● **EXERCISE BRIEF**:
From the entries below, copy out all lines holding "KUBECONFIG".

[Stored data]
####

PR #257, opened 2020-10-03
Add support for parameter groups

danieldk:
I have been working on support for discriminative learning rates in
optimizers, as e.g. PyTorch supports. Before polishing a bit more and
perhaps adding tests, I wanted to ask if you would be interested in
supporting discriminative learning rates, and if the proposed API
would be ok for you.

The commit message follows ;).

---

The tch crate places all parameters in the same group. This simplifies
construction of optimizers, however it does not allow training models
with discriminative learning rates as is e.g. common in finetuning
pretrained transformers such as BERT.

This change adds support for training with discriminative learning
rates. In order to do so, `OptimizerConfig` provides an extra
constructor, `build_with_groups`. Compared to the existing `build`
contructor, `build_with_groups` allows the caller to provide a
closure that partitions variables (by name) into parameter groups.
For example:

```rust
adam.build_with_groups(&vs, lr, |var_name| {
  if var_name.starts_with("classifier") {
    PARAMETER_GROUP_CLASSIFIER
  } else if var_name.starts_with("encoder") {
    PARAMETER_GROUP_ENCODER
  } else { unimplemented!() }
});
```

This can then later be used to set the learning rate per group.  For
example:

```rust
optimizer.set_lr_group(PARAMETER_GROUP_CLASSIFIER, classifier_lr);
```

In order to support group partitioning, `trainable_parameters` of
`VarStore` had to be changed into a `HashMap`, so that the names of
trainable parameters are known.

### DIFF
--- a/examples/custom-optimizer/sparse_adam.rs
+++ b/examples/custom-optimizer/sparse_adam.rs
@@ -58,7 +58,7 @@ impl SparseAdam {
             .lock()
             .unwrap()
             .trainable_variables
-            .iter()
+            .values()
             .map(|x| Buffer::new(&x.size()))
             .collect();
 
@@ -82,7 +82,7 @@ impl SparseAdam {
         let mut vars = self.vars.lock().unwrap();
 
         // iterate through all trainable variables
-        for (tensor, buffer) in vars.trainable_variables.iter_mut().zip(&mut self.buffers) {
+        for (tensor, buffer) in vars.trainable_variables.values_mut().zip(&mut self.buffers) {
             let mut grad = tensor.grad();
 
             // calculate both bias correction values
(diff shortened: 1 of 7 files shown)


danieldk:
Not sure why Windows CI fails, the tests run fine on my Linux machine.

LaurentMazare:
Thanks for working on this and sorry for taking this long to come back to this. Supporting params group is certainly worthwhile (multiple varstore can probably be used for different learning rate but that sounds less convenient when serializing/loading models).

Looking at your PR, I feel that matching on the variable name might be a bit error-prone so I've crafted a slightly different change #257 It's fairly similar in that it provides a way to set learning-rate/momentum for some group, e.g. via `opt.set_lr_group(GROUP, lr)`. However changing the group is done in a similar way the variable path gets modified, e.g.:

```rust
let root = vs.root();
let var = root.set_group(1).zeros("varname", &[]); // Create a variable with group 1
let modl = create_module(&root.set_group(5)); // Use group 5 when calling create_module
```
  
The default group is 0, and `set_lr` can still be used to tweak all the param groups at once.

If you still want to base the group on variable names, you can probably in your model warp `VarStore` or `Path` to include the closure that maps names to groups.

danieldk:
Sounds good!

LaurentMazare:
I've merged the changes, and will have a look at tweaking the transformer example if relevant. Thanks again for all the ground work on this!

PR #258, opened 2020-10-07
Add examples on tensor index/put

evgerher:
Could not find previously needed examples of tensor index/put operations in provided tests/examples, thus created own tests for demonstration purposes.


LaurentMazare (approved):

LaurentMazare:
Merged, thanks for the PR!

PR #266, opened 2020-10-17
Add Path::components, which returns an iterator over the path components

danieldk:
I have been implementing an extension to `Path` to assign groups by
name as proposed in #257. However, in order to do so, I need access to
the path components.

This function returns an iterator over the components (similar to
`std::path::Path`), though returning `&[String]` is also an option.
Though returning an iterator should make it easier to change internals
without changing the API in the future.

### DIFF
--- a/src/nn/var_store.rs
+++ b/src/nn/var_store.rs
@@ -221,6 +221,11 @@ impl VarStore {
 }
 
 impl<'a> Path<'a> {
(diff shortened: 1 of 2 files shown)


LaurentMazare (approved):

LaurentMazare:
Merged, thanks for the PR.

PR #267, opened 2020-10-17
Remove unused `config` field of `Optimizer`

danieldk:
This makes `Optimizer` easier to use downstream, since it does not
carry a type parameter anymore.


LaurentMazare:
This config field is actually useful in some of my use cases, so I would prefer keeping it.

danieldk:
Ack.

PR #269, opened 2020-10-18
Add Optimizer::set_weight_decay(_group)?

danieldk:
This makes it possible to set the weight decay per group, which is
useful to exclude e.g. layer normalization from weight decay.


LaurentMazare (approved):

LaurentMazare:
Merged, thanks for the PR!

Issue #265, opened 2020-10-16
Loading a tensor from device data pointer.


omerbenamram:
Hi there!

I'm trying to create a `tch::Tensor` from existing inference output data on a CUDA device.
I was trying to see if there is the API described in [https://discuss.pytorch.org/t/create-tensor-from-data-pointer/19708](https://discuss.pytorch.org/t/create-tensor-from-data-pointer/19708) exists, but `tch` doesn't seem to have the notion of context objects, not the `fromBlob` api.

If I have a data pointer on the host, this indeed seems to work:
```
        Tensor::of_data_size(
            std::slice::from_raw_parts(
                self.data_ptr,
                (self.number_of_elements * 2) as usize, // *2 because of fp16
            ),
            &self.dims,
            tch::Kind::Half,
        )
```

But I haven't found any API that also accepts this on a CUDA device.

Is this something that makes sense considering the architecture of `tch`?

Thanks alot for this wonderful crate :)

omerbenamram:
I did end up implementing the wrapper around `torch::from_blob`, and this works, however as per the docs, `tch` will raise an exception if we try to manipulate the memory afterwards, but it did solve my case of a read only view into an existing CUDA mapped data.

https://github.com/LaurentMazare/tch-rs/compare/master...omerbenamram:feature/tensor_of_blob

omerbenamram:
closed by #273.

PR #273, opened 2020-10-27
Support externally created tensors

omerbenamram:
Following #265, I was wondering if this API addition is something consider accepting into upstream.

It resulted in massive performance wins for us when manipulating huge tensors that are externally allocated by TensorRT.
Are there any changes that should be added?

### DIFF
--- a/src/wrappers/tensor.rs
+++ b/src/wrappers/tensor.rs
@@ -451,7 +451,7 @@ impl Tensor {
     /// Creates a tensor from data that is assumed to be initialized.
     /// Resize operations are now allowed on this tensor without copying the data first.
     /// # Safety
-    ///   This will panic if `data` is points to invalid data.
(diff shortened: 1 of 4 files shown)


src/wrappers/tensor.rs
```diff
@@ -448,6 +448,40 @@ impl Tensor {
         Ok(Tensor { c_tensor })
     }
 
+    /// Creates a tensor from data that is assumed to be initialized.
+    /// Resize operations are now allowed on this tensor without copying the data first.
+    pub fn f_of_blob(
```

####

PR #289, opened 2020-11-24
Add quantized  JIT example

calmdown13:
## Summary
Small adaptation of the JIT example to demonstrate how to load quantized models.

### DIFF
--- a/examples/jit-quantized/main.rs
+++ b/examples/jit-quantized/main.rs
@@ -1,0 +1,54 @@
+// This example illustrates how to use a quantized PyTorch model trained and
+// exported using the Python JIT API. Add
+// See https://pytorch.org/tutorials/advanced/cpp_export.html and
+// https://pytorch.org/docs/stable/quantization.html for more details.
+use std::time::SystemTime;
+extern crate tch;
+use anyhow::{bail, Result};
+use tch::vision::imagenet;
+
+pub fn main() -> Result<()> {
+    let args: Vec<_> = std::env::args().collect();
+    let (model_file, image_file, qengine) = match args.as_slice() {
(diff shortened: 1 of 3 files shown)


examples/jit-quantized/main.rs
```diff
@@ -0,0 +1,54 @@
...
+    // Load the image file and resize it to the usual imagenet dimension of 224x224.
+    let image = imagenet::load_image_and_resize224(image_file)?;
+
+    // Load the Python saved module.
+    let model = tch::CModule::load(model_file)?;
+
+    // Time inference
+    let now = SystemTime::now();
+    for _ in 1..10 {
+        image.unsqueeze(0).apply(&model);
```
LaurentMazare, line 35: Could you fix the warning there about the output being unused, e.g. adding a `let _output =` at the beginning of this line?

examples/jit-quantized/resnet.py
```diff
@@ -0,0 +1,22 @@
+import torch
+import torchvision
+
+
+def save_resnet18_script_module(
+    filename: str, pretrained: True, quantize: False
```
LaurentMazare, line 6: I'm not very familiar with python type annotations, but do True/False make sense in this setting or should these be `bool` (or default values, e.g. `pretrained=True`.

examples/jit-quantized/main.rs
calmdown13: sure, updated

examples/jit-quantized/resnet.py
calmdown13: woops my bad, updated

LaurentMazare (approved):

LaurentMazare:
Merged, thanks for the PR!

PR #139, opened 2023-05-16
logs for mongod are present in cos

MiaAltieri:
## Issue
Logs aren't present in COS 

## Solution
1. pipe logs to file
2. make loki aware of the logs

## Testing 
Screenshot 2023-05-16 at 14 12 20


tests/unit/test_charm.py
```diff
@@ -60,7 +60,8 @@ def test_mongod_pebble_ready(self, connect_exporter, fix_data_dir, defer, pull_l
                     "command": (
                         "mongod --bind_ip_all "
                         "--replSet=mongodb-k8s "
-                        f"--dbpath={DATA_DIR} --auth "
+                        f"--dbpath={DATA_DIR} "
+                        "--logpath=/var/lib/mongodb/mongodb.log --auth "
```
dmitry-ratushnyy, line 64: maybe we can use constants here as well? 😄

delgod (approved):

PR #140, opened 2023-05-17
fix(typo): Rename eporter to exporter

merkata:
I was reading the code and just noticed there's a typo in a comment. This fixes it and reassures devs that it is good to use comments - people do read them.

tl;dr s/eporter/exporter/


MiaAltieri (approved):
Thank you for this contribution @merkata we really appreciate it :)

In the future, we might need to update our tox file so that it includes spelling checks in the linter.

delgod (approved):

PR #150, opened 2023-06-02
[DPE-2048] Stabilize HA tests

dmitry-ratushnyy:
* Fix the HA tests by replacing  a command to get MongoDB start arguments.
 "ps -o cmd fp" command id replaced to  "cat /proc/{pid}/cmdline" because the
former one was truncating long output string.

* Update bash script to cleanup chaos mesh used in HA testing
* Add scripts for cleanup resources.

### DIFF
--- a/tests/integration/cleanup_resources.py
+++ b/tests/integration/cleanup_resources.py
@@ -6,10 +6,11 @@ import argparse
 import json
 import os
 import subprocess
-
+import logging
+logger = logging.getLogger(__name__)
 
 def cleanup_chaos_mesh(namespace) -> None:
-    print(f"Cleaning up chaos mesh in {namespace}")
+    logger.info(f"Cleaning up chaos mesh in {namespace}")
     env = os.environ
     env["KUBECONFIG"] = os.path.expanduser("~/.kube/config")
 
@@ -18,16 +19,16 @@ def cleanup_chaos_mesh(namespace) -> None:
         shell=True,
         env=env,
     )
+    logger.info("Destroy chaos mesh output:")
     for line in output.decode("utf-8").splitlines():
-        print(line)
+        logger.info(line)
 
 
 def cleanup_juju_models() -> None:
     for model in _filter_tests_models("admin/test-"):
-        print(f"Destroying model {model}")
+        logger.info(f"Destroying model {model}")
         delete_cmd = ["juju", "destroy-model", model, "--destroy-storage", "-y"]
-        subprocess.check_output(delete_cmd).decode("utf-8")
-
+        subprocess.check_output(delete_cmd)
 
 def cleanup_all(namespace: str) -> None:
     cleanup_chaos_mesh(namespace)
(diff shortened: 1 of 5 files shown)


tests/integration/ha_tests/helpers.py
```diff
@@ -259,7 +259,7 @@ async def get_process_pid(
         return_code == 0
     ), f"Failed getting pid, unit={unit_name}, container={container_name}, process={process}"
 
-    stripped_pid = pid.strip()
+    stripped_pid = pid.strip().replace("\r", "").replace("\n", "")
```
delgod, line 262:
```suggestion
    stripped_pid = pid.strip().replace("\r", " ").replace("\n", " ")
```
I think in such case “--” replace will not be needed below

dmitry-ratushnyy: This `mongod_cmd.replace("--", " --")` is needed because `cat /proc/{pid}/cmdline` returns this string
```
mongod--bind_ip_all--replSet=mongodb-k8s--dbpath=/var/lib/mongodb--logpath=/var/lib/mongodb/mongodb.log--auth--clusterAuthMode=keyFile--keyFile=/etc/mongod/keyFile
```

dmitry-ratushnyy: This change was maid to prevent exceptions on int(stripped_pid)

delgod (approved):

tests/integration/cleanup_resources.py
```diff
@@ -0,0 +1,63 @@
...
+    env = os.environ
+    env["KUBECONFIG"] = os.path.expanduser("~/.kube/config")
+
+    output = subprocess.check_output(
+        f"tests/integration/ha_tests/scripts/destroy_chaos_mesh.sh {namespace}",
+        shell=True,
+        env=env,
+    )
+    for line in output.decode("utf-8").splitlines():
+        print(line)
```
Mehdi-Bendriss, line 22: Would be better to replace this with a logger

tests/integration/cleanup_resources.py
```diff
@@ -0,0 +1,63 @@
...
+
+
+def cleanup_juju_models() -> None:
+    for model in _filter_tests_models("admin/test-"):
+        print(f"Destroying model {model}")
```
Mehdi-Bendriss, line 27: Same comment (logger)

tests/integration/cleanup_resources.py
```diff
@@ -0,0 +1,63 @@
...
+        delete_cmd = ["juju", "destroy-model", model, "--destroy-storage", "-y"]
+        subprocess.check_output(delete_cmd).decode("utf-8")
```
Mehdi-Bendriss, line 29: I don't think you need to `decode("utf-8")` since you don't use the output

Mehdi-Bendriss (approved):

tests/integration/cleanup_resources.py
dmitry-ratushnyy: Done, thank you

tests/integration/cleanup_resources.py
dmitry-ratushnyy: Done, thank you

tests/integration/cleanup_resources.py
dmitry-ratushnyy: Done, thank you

####

● **RESULT OF THE TASK**:
     env["KUBECONFIG"] = os.path.expanduser("~/.kube/config")
+    env["KUBECONFIG"] = os.path.expanduser("~/.kube/config")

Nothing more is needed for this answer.